Supplied entries:

PR #123, opened 2022-05-16
stop building assimp

elalish:
@pca006132 I see why you went this route, but I'm impatient when it comes to building, plus the patch makes building a bit complicated. I don't love having to wait to rebuild assimp every time I make a random change to CMakeLists. The only trick is I'm not sure the best way to install it for Windows. I'm wondering if we should switch to `vcpkg` for our dependencies so we have a consistent system between Linux and Windows. Assimp [recommends](https://github.com/assimp/assimp/blob/master/Build.md#install-on-all-platforms-using-vcpkg) it. What do you think?


pca006132:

Task brief: Please give the number of lines in the listing that include "assimp", with nothing else.

Solution: 2